The Shuttle-D can be flown via the Glass Window view or the Virtual Cockpit, which features a pair of functional MFD's. Vessel status can be monitored via various information displays on the HUD and the payload bays gear are controllable from there as well. Future versions may also include 2d panel displays and more displays in the Virtual Cockpit.
The RCS thrusters use Hydrogen Peroxide mono propellant fuel for attitude control and course corrections. The relatively low ISP (1.6 kN·s/kg in Vacuum) makes efficient use of RCS fuel important throughout a mission.
History and evolution
The Shuttle-D was originally inspired by the Shuttle-A cargo transport included with the standard Orbiter installation.
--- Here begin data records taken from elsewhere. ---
PR #1120, opened 2025-08-15
fix object.Equals for EquatableArray

### LINKED ISSUE #1119: object.Equals() in EquatableArray{T} causes an infinite loop
### Describe the bug

The source generator project's helper struct `EquatableArray` will cause a stack overflow if `object.Equals()` is called.
This is because `Equals(this, foo)` will call `object.Equals()`, resulting in an infinite loop.
We need to call the typed version from `IEquatable<T>` instead. 

### Regression

_No response_

### Steps to reproduce

Add this test to CommunityToolkit.Mvvm.SourceGenerators `Test_SourceGeneratorsCodegen.cs` to confirm:

```cs
[TestMethod]
public void EquatableArrayTest()
{
    object a = new EquatableArray<string>();
    var b = new EquatableArray<string>();

    Assert.AreEqual(a, b);
}
```

Before the fix, it will cause a stack overflow.

### Expected behavior

You would expect the test to pass without a stack overflow.

### Screenshots

_No response_

### IDE and version

VS 2022

### IDE version

_No response_

### Nuget packages

- [ ] CommunityToolkit.Common
- [x] CommunityToolkit.Mvvm (aka MVVM Toolkit)

### Nuget package version(s)

8.4.0

### Additional context

_No response_

### Help us help you

JamesYFC:
**Closes #1119**

## PR Checklist

- [ ] New component


JamesYFC:
@dotnet-policy-service agree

Although originally designed with capabilities similar to the Shuttle-A, the design concept evolved in its later stages towards a more realistic design, based off of current or near term technology. The engine design was based off of the Russian RD-0410 Soviet NTR design, allowing for a high ISP, medium-to-low thrust engine in a much smaller package than the American NERVA.
The Shuttle-DB variant of was created for the 1.1 release, a redesign of the original DA version with an additional fuel tank in place of the cargo bay and an alternate RCS configuration for use while docked with other vessels. The DB version was intended for use as a tug for modules on orbit.